What you return should be every line of the material, unchanged.

## MATERIAL FOR THIS EXERCISE

───

PR #793, opened 2020-05-09
Add compat option to device config to do some node queries on wakeup

### LINKED ISSUE #792: Send nodes quickly back to sleep if we don't have any messages for them
From a log:
```
10:40:48.082 CNTRLR « [Node 033] received wakeup notification
10:40:48.169 CNTRLR   [Node 006] [Meter] value[66049]: metadata updated                 [Endpoint 0]
10:40:48.171 CNTRLR   [Node 006] [~] [Meter] value[66049]: 148 => 71.8                  [Endpoint 0]
10:40:48.174 CNTRLR   [Node 006] [Meter] deltaTime[66049]: metadata updated             [Endpoint 0]
10:40:48.176 CNTRLR   [Node 006] [~] [Meter] deltaTime[66049]: 0 => 0                   [Endpoint 0]
10:40:48.212 CNTRLR   [Node 033] [~] [Battery] level: 0 => 0                            [Endpoint 0]
10:40:48.215 CNTRLR   [Node 033] [~] [Battery] isLow: true => true                      [Endpoint 0]
10:40:48.333 CNTRLR « [Node 033] received wakeup notification
[...]
10:40:57.911 DRIVER   The awake timeout for node 33 has elapsed. Assuming it is asleep.
10:40:57.912 CNTRLR   [Node 033] The node is now asleep.
```

We know that we have no messages, so send the node back to sleep as soon as possible. Maybe after 1s to leave some room for interaction

AlCalzone:
This is required by some devices (like Danfoss LC-13) for normal operation, although they report the relevant data themselves.

This also sends nodes without pending messages back to sleep quickly.
Fixes: #792

### DIFF
--- a/CHANGELOG.md
+++ b/CHANGELOG.md
@@ -5,6 +5,9 @@
 -->
 
 ## __WORK IN PROGRESS__
+### Features
+* Added compatibility option `queryOnWakeup` to configure which API methods must be called when a device wakes up. Some devices (like the Danfoss thermostats) expect to be queried after wakeup, even if they send the required information themselves.
+
 ### Bugfixes
 * CCs that can split their information into multiple messages now correctly store that information when only a single message is received
 
--- a/CHANGELOG.md
+++ b/CHANGELOG.md
@@ -4,6 +4,10 @@
 	## __WORK IN PROGRESS__
 -->
 
+## __WORK IN PROGRESS__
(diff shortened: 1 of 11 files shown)


AlCalzone:
~~This doesn't seem to be necessary anymore.~~
Maybe it still is...

PR #976, opened 2020-09-15
Simplify SendQueue machine logic, handle priority commands during a transaction

### LINKED ISSUE #971: The send thread does not respond to GetNonce requests in some circumstances
If we sent a GetNonce request, but the Node itself requested a nonce, we should answer that as soon as we can (i.e. after the confirmation callback). Otherwise we end up in a deadlock.

AlCalzone:
This PR simplifies the SendQueue machine logic by splitting the part of sending commands, which is currently duplicated between several states, into a separate machine. This `CommandQueueMachine` does no complex logic or validation and simply tries to transmit all the transactions it gets sent. Errors are passed through to the parent machine.

**TODOs:**
- [x] Implement CommandQueueMachine
- [x] Migrate to model based testing
- [x] Refactor SendThreadMachine to use CommandQueueMachine
- [x] Fix SendThreadMachine to always send priority commands (i.e. Handshake responses) by adding them to the CommandQueueMachine queue

fixes: #971


packages/zwave-js/src/lib/driver/SendThreadMachine.test.ts
```diff
@@ -578,6 +578,8 @@ describe("lib/driver/SendThreadMachine", () => {
 					message: testTransactions.NonceResponse.message,
 				});
 				preTransmitHandshakePromise.resolve();
+				// little hack because the event queue seems to work differently on Node.js 10
+				return new Promise((resolve) => setImmediate(resolve));
```
AlCalzone, line 582: grafik

PR #995, opened 2020-09-27
Only change the node status if a node fails to ACK a message

### LINKED ISSUE #993: Don't treat a missing node response after ACK as a dead node

AlCalzone:
fixes: #993


AlCalzone:
manually merged in 98c1e02c

PR #1073, opened 2020-10-23
Alarm Sensor CC: only overwrite the current node id if the source node id is set

### LINKED ISSUE #1072: AlarmSensorCCReport sets Node ID to 0
The current implementation assumes that the first payload byte always contains the correct node id, but apparently this is only the case if the frame is forwarded by another node.

_Originally posted by @AlCalzone in https://github.com/zwave-js/node-zwave-js/issues/1037#issuecomment-715213254_

AlCalzone:
fixes: #1072 

@slangstrom could you test if this resolves your problem with the Everspring device? No new inclusion necessary, just see if the interview completes and the unsolicited reports afterwards are assigned to the correct node.

### DIFF
--- a/packages/zwave-js/src/lib/commandclass/AlarmSensorCC.ts
+++ b/packages/zwave-js/src/lib/commandclass/AlarmSensorCC.ts
@@ -308,7 +308,12 @@ export class AlarmSensorCCReport extends AlarmSensorCC {
 	) {
 		super(driver, options);
 		validatePayload(this.payload.length >= 5, this.payload[1] !== 0xff);
-		this.nodeId = this.payload[0];
+		// Alarm Sensor reports may be forwarded by a different node, in this case
+		// (and only then!) the payload contains the original node ID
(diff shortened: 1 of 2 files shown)


slangstrom:
Yep, looks like it's working now!

```
11:47:38.731 CNTRLR   [Node 002] [~] [Alarm Sensor] state[5]: false => true             [Endpoint 0]
11:47:38.732 CNTRLR   [Node 002] [~] [Alarm Sensor] severity[5]: undefined => undefined [Endpoint 0]
11:47:38.732 CNTRLR   [Node 002] [~] [Alarm Sensor] duration[5]: undefined => undefined [Endpoint 0]
11:47:38.732 SERIAL » [ACK]                                                                   (0x06)
11:47:38.732 DRIVER « [Node 002] [REQ] [ApplicationCommand]
                      └─[AlarmSensorCCReport]
                          sensor type: Water Leak
                          alarm state: true
```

───

## COMPLETED EXERCISE
PR #793, opened 2020-05-09
Add compat option to device config to do some node queries on wakeup

### LINKED ISSUE #792: Send nodes quickly back to sleep if we don't have any messages for them
From a log:
```
10:40:48.082 CNTRLR « [Node 033] received wakeup notification
10:40:48.169 CNTRLR   [Node 006] [Meter] value[66049]: metadata updated                 [Endpoint 0]
10:40:48.171 CNTRLR   [Node 006] [~] [Meter] value[66049]: 148 => 71.8                  [Endpoint 0]
10:40:48.174 CNTRLR   [Node 006] [Meter] deltaTime[66049]: metadata updated             [Endpoint 0]
10:40:48.176 CNTRLR   [Node 006] [~] [Meter] deltaTime[66049]: 0 => 0                   [Endpoint 0]
10:40:48.212 CNTRLR   [Node 033] [~] [Battery] level: 0 => 0                            [Endpoint 0]
10:40:48.215 CNTRLR   [Node 033] [~] [Battery] isLow: true => true                      [Endpoint 0]
10:40:48.333 CNTRLR « [Node 033] received wakeup notification
[...]
10:40:57.911 DRIVER   The awake timeout for node 33 has elapsed. Assuming it is asleep.
10:40:57.912 CNTRLR   [Node 033] The node is now asleep.
```

We know that we have no messages, so send the node back to sleep as soon as possible. Maybe after 1s to leave some room for interaction

AlCalzone:
This is required by some devices (like Danfoss LC-13) for normal operation, although they report the relevant data themselves.

This also sends nodes without pending messages back to sleep quickly.
Fixes: #792

### DIFF
--- a/CHANGELOG.md
+++ b/CHANGELOG.md
@@ -5,6 +5,9 @@
 -->
 
 ## __WORK IN PROGRESS__
+### Features
+* Added compatibility option `queryOnWakeup` to configure which API methods must be called when a device wakes up. Some devices (like the Danfoss thermostats) expect to be queried after wakeup, even if they send the required information themselves.
+
 ### Bugfixes
 * CCs that can split their information into multiple messages now correctly store that information when only a single message is received
 
--- a/CHANGELOG.md
+++ b/CHANGELOG.md
@@ -4,6 +4,10 @@
 	## __WORK IN PROGRESS__
 -->
 
+## __WORK IN PROGRESS__
(diff shortened: 1 of 11 files shown)


AlCalzone:
~~This doesn't seem to be necessary anymore.~~
Maybe it still is...

PR #976, opened 2020-09-15
Simplify SendQueue machine logic, handle priority commands during a transaction

### LINKED ISSUE #971: The send thread does not respond to GetNonce requests in some circumstances
If we sent a GetNonce request, but the Node itself requested a nonce, we should answer that as soon as we can (i.e. after the confirmation callback). Otherwise we end up in a deadlock.

AlCalzone:
This PR simplifies the SendQueue machine logic by splitting the part of sending commands, which is currently duplicated between several states, into a separate machine. This `CommandQueueMachine` does no complex logic or validation and simply tries to transmit all the transactions it gets sent. Errors are passed through to the parent machine.

**TODOs:**
- [x] Implement CommandQueueMachine
- [x] Migrate to model based testing
- [x] Refactor SendThreadMachine to use CommandQueueMachine
- [x] Fix SendThreadMachine to always send priority commands (i.e. Handshake responses) by adding them to the CommandQueueMachine queue

fixes: #971


packages/zwave-js/src/lib/driver/SendThreadMachine.test.ts
```diff
@@ -578,6 +578,8 @@ describe("lib/driver/SendThreadMachine", () => {
 					message: testTransactions.NonceResponse.message,
 				});
 				preTransmitHandshakePromise.resolve();
+				// little hack because the event queue seems to work differently on Node.js 10
+				return new Promise((resolve) => setImmediate(resolve));
```
AlCalzone, line 582: grafik

PR #995, opened 2020-09-27
Only change the node status if a node fails to ACK a message

### LINKED ISSUE #993: Don't treat a missing node response after ACK as a dead node

AlCalzone:
fixes: #993


AlCalzone:
manually merged in 98c1e02c

PR #1073, opened 2020-10-23
Alarm Sensor CC: only overwrite the current node id if the source node id is set

### LINKED ISSUE #1072: AlarmSensorCCReport sets Node ID to 0
The current implementation assumes that the first payload byte always contains the correct node id, but apparently this is only the case if the frame is forwarded by another node.

_Originally posted by @AlCalzone in https://github.com/zwave-js/node-zwave-js/issues/1037#issuecomment-715213254_

AlCalzone:
fixes: #1072 

@slangstrom could you test if this resolves your problem with the Everspring device? No new inclusion necessary, just see if the interview completes and the unsolicited reports afterwards are assigned to the correct node.

### DIFF
--- a/packages/zwave-js/src/lib/commandclass/AlarmSensorCC.ts
+++ b/packages/zwave-js/src/lib/commandclass/AlarmSensorCC.ts
@@ -308,7 +308,12 @@ export class AlarmSensorCCReport extends AlarmSensorCC {
 	) {
 		super(driver, options);
 		validatePayload(this.payload.length >= 5, this.payload[1] !== 0xff);
-		this.nodeId = this.payload[0];
+		// Alarm Sensor reports may be forwarded by a different node, in this case
+		// (and only then!) the payload contains the original node ID
(diff shortened: 1 of 2 files shown)


slangstrom:
Yep, looks like it's working now!

```
11:47:38.731 CNTRLR   [Node 002] [~] [Alarm Sensor] state[5]: false => true             [Endpoint 0]
11:47:38.732 CNTRLR   [Node 002] [~] [Alarm Sensor] severity[5]: undefined => undefined [Endpoint 0]
11:47:38.732 CNTRLR   [Node 002] [~] [Alarm Sensor] duration[5]: undefined => undefined [Endpoint 0]
11:47:38.732 SERIAL » [ACK]                                                                   (0x06)
11:47:38.732 DRIVER « [Node 002] [REQ] [ApplicationCommand]
                      └─[AlarmSensorCCReport]
                          sensor type: Water Leak
                          alarm state: true
```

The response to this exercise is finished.